The Charities References in Documents (Scotland) Regulations 2007 are at www.opsi.gov.uk/legislation/scotland/ssi2007/20070203.htm.
FILING COMPANY FORMS ON THE WEB
Added 21/9/03. This information updates ss.11,4, 15.1.3 and 16.3.2 in The Voluntary Sector Legal Handbook 2nd edition.
Companies House now allows the following forms to be filed on the web rather than on paper: 288a (appointment of director), 288b (resignation of director), 288c (change of information about a director), 287 (change of registered office), 353 (change in where the register of company members is kept), 353a (change in where a non-legible, i.e. electronic, register of members is kept), and some other forms that are unlikely to be used by voluntary sector companies.

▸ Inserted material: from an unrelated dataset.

PR #411, opened 2020-07-28
Enable S3 transfer acceleration

netaisllc:
This PR address the following issue: https://github.com/tus/tusd/issues/392

But, I'm not sure this is the best way to go about the feature.  Please advise if this should reside behind a feature flag or other ideas.  Thanks.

Further information is available under webfiling at www.companieshouse.gov.uk.
COMPANY DIRECTORS' RESIDENTIAL ADDRESSES
Added 21/6/02. This information updates s.16.3.4.1 in The Voluntary Sector Legal Handbook 2nd edition.
Company law requires company directors and secretaries to disclose their residential address on form 10 (first directors and secretary of a new company) and 288a (all subsequent directors and secretaries). The address becomes a matter of public record, available at Companies House and in the company's own register of directors and secretaries. The public availability of home addresses has deterred some organisations from registering as companies.
From 2 April 2002, company directors and secretaries can apply to Companies House for a confidentiality order, under which their residential address will be kept confidential. Such orders will be granted only if the person can show that they--or someone who lives with them--faces actual or serious risk of violence or intimidation.
New forms 10, 288a and 288c have been issued. A person granted a confidentiality order must use the new forms. Others can continue to use the old forms.
Further information is available from Companies House, and the new forms are available from Companies House or at
www.companieshouse.gov.uk. The Companies (Particulars of Usual Residential Address)(Confidentiality Orders) Regulations 2002 are at
www.opsi.gov.uk/si/si2002/20020912.htm.